*Problem details*
For the string "drop", count the lines in the records below that contain it. Answer with that number alone.

[Saved entries]
====================

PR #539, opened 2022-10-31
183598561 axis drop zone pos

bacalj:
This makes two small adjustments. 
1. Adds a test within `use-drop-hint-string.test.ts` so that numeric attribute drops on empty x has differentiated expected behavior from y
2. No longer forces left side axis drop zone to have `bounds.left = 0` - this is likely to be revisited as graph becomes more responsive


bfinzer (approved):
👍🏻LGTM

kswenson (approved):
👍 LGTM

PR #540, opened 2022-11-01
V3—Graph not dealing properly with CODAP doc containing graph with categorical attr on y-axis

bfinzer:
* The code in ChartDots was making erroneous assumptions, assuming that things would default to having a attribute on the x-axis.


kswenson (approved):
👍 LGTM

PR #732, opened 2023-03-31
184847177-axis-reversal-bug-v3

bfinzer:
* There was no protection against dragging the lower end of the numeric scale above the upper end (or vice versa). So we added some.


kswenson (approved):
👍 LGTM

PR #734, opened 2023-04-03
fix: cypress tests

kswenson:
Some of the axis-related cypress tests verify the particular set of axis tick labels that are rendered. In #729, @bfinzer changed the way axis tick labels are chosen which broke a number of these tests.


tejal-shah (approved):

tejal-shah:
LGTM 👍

====================

*Result of this exercise*
3